Monday, April 15, 2013

Return

Return, acrylic on canvas

When we lived in the United States I'll admit that I mostly forgot when it was Memorial Day in Israel. My kids went to a Jewish preschool and most of our friends were Israeli but we rarely marked the occasion in any kind of significant way. My Israeli husband would listen to Israeli radio and wish he was home but that was true for much of the rest of the year also. The next day, Israeli Independence Day, we would get together with friends and barbeque if it happened to be the weekend. Otherwise it just kind of came and went. Like Shmini Atzeret or Lag B'Omer. Even last year, our first Memorial Day/Independence Day in Israel, I didn't feel the real power of the two holidays. We were up north for a long weekend and spent the days hiking and picnicking so we kind of missed everything.

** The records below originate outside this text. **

PR #1410, opened 2026-07-23
Only check mollie order's for changed delivery state

gecolay:
- The subscriber fails at `repairLegacyTransaction`, if there are order deliveries from other payment providers which do not have mollie data at all
- We now check, if it is a mollie order before using the ShipOrderRoute

### DIFF
--- a/shopware/Component/Shipment/OrderDeliverySubscriber.php
+++ b/shopware/Component/Shipment/OrderDeliverySubscriber.php
@@ -4,13 +4,17 @@ declare(strict_types=1);
 
 namespace Mollie\Shopware\Component\Shipment;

But this year the holiday fell in the middle of the week so we stayed at home and after we put the kids to bed we sat and watched interviews on television of the families of fallen soldiers. I would have benefited from English subtitles but truthfully the stories could have been in Japanese and I would have understood. The first story was of a young man from a Druze village in the North who had been killed in Lebanon in 1993. My husband fought in Lebanon in 1993. His father spoke with a tight throat about his beautiful, smart, enthusiastic son and I looked at that young man and just sobbed. When they heard the terrible news, the boy's mother told her husband that he would return. They both knew it wasn't possible but how do you let go of your son? Two years later she was pregnant and the doctors told her she would have a baby girl. She insisted it was a boy. She was right. The young man is now eighteen. He is named for the brother he never knew.

I finally went to bed after three or four of these vignettes feeling completely hollowed. I spent the next day painting, listening to sad songs on the radio and wishing I could go home. My home. Where my kids don't have to serve in the army. Where Memorial Day kicks off the season to wear white pants and everything is on sale. Where the sacrifices you make as a Jew are limited to the Little League games you miss because of Yom Kipur.

And then without so much as a closing prayer or a siren warning, it is suddenly Independence Day and the country erupts in a frenzy of shaving cream, neon glow things, hava nagila and shish kabob.  And I sit in the audience at the community pageant watching the eleven year old girls dance to Israeli hip hop and Israeli folk music and I listen to performers sing classic Israeli children's songs and I watch the fireworks and soon my mood is lifted and I am filled with national pride. I have drunk the punch. The time for mourning has passed and I am ready to return to something a little less extreme.